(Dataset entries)
----------

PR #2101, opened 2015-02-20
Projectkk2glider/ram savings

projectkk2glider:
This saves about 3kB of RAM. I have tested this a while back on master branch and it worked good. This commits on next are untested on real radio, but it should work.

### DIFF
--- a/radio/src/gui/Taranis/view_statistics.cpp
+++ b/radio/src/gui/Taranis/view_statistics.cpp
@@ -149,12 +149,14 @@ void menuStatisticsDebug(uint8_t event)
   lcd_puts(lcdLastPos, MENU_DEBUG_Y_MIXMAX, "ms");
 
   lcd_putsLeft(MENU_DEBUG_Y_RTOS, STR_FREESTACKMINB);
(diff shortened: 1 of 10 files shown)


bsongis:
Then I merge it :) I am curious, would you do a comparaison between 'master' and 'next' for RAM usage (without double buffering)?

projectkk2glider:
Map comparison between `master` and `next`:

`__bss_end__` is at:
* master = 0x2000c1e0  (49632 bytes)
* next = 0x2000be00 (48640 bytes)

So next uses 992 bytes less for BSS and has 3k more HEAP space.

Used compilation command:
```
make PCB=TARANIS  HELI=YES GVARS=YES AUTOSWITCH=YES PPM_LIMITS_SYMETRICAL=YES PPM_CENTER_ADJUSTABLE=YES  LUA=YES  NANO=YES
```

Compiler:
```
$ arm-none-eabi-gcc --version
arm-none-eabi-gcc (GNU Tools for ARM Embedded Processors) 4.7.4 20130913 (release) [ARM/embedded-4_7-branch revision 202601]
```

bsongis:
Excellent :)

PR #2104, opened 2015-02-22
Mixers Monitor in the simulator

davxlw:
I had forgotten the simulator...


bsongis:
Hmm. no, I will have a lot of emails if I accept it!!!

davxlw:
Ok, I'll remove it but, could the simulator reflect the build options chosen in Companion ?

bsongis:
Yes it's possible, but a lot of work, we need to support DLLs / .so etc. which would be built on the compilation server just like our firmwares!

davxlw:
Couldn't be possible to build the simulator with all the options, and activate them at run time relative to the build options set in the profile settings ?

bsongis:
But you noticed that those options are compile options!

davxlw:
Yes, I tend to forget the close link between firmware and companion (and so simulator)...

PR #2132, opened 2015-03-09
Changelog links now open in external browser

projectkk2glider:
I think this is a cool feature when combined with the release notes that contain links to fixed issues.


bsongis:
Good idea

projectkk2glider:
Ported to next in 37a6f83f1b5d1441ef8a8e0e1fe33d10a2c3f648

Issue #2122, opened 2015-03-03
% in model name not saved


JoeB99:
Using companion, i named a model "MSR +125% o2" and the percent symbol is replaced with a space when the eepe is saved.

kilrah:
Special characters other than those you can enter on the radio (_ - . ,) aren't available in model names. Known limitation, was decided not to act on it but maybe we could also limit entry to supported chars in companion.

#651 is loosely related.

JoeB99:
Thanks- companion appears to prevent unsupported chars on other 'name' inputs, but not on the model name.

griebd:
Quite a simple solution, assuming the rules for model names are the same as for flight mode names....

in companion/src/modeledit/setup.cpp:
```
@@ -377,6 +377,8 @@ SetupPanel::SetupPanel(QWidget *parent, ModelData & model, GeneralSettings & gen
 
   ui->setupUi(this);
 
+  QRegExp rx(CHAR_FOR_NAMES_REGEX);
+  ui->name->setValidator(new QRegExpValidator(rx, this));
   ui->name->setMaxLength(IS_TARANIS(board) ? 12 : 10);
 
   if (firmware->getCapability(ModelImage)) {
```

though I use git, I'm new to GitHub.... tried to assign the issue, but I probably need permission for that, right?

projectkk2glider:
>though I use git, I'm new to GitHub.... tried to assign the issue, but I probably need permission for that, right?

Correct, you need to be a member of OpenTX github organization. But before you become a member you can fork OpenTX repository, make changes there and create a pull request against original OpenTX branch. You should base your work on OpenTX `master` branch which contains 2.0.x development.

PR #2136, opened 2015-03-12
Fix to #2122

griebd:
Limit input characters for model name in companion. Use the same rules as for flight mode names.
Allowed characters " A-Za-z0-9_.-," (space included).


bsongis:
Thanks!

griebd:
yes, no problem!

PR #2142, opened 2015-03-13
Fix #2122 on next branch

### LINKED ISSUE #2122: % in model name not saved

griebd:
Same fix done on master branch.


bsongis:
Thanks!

----------

DESCRIPTION OF THE TASK> Copy out all the lines of the records that include "which".

PROBLEM SOLUTION>
Yes it's possible, but a lot of work, we need to support DLLs / .so etc. which would be built on the compilation server just like our firmwares!
Correct, you need to be a member of OpenTX github organization. But before you become a member you can fork OpenTX repository, make changes there and create a pull request against original OpenTX branch. You should base your work on OpenTX `master` branch which contains 2.0.x development.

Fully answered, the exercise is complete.